The entries that follow include a run beginning at the line with "restructures disk specification" and ending at the line with "- StorageAccessMode"; restate that run word for word and leave the rest out.

|---|

PR #569, opened 2022-04-22
[OSPK8-430] Introduce additional disk support with v1beta2

stuggi:
1. prepares for new API by split out non version depending parts into a shared API package

2. [OSPK8-430] Introduce additional disk support with v1beta2
    Allows adding additional disks to a vm role, therefore
    restructures disk specification for vmset/ctlplane VM roles.
    Therefore introduces new API verstion for VMSet and Ctlplane.
    Adds OpenStackVMSetDisk type which describes any disk
    configured for the VM.
    Root of vmset now has RootDisk of type OpenStackVMSetDisk
    and AdditionalDisks of type []OpenStackVMSetDisk.
    OpenStackVMSetDisk with the parameters:
    - Name
    - DiskSize
    - StorageClass
    - StorageAccessMode
    - StorageVolumeMode
    - DedicatedIOThread

   Also adds
    * IOThreadsPolicy and BlockMultiQueue to the root vmset spec:
    
    DedicatedIOThread - Disks with dedicatedIOThread set to true will be
    allocated an exclusive thread. This is generally useful if a specific
    Disk is expected to have heavy I/O traffic, e.g. a database spindle.
    
    If IOThreadsPolicy is default, use of IOThreads will be disabled. However,
    if any disk requests a dedicated IOThread, ioThreadsPolicy will be enabled
    and default to shared.
    When ioThreadsPolicy is set to auto IOThreads will also be "isolated" from
    the vCPUs and placed on the same physical CPU as the QEMU emulator thread.
    An ioThreadsPolicy of shared indicates that KubeVirt should use one thread
    that will be shared by all disk devices.
    
    Block Multi-Queue is a framework for the Linux block layer that maps Device
    I/O queries to multiple queues.
    This splits I/O processing up across multiple threads, and therefor multiple
    CPUs. libvirt recommends that the number of queues used should match the
    number of CPUs allocated for optimal performance.
    
    * API update
    
    For existing CRs via the ctlplane mutation webhook parameter from
    old specification gets moved into the new structure. When done
    an annotation gets set on the object to no longer check it.
    
    To auto trigger the storage verstion migration the ctlplane controller
    reconcilation creates the required StorageVersionMigration via
    ensureStorageVersionMigration(). The ctlplane controller then updates/
    patches the owning VMSet objects.
    
    * Validations vi webhook
        On CR create:
            additional disks checks
            - validate Disk Name is not 'rootdisk' as this is reserved for the boot disk
            - validate that disk name is uniq within the VM role
  
       On CR update:
    
            rootdisk checks
            - validate DiskSize don't change
            - validate StorageAccessMode don't change
            - validate StorageClass don't change
            - validate StorageVolumeMode don't change
    
            additional disks checks
            - same as rootdisk update checks
            - validate Disk Name is not 'rootdisk' as this is reserved for the boot disk
            - validate that disk name is uniq within the VM role

3. updates kuttl tests for v1beta2 API changes


api/shared/condition_types.go
```diff
@@ -0,0 +1,155 @@
...
+		LastTransitionTime: now,
+	}
+	return condition
+}
+
+// Set - Set a particular condition in a given condition list
+func (conditions *ConditionList) Set(conditionType ConditionType, status corev1.ConditionStatus, reason ConditionReason, message string) {
+	condition := conditions.Find(conditionType)
+
+	// If there isn't condition we want to change, add new one
```
bogdando, line 76: can it hold multiple conditions of the same Type? Find would return the first found then.
If it can't, maybe use Type as a dict in the Conditions, instead of a list?

api/shared/condition_types.go
```diff
@@ -0,0 +1,155 @@
...
+// ConditionDetails used for passing condition information into generic functions
+// e.f. GetDataFromSecret
+type ConditionDetails struct {
+	ConditionNotFoundType   ConditionType
+	ConditionNotFoundReason ConditionReason
+	ConditionErrorType      ConditionType
+	ConditionErrordReason   ConditionReason
+}
+
+// ConditionList - A list of conditions
```
bogdando, line 39: would be nice to explain why it should be a list and cannot be a map with Type as its unique key

api/shared/condition_types.go
```diff
@@ -0,0 +1,155 @@
...
+	for i, cond := range conditions {
+		if cond.Status == corev1.ConditionTrue {
+			return &conditions[i]
+		}
+	}
+
+	return nil
+}
+
+// UpdateCurrentCondition - update current state condition, and sets previous condition to corev1.ConditionFalse
```
bogdando, line 131: what is the previous one? conditions list doesn't look like a linked one

api/shared/condition_types.go
abays: The Condition list is just the standard pattern for operator status conditions.  It is, however, a reasonable question to wonder why it is a list as opposed to a map.  I noticed that the `CoP` util library you shared with us assumes the same approach for Conditions, but it looks like they may be wrapping some sort of map around the list somehow:
```
  // +patchMergeKey=type
  // +patchStrategy=merge
  // +listType=map
  // +listMapKey=type
  Conditions []metav1.Condition `json:"conditions,omitempty" patchStrategy:"merge" patchMergeKey:"type"`
```

api/shared/condition_types.go
```diff
@@ -0,0 +1,155 @@
...
+		condition.Message = message
+		condition.LastTransitionTime = now
+	}
+	condition.LastHeartbeatTime = now
+}
+
+// Find - Check for the existence of a particular condition type in a list of conditions
+func (conditions ConditionList) Find(conditionType ConditionType) *Condition {
+	for i, condition := range conditions {
+		if condition.Type == conditionType {
```
bogdando, line 98: If that would also check for ``status == corev1.ConditionTrue``, I think I would get the point of not using a map, but a dict...

api/shared/condition_types.go
bogdando: I think I got it. Set() finds the "previous" condition of the same type. So the head is the current and the previous one. So a map does not fit. tricky.

api/shared/condition_types.go
bogdando: nvm

api/shared/condition_types.go
```diff
@@ -0,0 +1,155 @@
...
+}
+
+// UpdateCurrentCondition - update current state condition, and sets previous condition to corev1.ConditionFalse
+func (conditions *ConditionList) UpdateCurrentCondition(conditionType ConditionType, reason ConditionReason, message string) {
+	//
+	// get current condition and update to corev1.ConditionFalse
+	//
+	currentCondition := conditions.GetCurrentCondition()
+	if currentCondition != nil {
+		conditions.Set(
```
bogdando, line 138: so I suppose this should keep the historical trail of a given condition type without getting the list longer. So each condition type would only have at most two instances of it in the list: transition src and dst.

api/shared/condition_types.go
```diff
@@ -0,0 +1,155 @@
...
+			ConditionType(currentCondition.Type),
+			corev1.ConditionFalse,
+			currentCondition.Reason,
+			currentCondition.Message,
+		)
+	}
+
+	//
+	// set new corev1.ConditionTrue condition
```
bogdando, line 147: I think this should be in the else section, or it always overwrites either the only head or the previous condition of it

bogdando: hm, nope, if in the else section, new reason and message would not be written into the current active condition, just leaving it with the same data, and set as inactive... sorry, I don't get all that dance

api/shared/condition_types.go
stuggi: as Andrew said, that's the pattern. the latest condition is the one which is also shown in the web UI, Maybe thats where the list requirement comes from, but I have not checked.

api/shared/condition_types.go
stuggi: this is to set the current latest condition to ConditionFalse, if it exists

api/shared/condition_types.go
stuggi: and then add the new latest condition

api/shared/condition_types.go
stuggi: yes, it just sets/adds/updates the latest condition in the condition list

stuggi:
we can do that, but I'd like to do it in a follow up instead of this PR

api/shared/condition_types.go
stuggi: yes, thats the expected behavior.

api/v1beta1/openstackvmset_webhook.go
```diff
@@ -45,33 +46,33 @@ func (r *OpenStackVMSet) SetupWebhookWithManager(mgr ctrl.Manager) error {
 		Complete()
 }
 
-// +kubebuilder:webhook:verbs=create;update;delete,path=/validate-osp-director-openstack-org-v1beta1-openstackvmset,mutating=false,failurePolicy=fail,sideEffects=None,groups=osp-director.openstack.org,resources=openstackvmsets,versions=v1beta1,name=vopenstackvmset.kb.io,admissionReviewVersions=v1
+//// +kubebuilder:webhook:verbs=create;update;delete,path=/validate-osp-director-openstack-org-v1beta1-openstackvmset,mutating=false,failurePolicy=fail,sideEffects=None,groups=osp-director.openstack.org,resources=openstackvmsets,versions=v1beta1,name=vopenstackvmset.kb.io,admissionReviewVersions=v1
```
abays, line 49: Should `name` here be `vopenstackvmsetv1beta1.kb.io` instead to differentiate from `v1beta2` VMSet webhook?

api/v1beta1/openstackvmset_webhook.go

|---|

_Answer to this task_:
    restructures disk specification for vmset/ctlplane VM roles.
    Therefore introduces new API verstion for VMSet and Ctlplane.
    Adds OpenStackVMSetDisk type which describes any disk
    configured for the VM.
    Root of vmset now has RootDisk of type OpenStackVMSetDisk
    and AdditionalDisks of type []OpenStackVMSetDisk.
    OpenStackVMSetDisk with the parameters:
    - Name
    - DiskSize
    - StorageClass
    - StorageAccessMode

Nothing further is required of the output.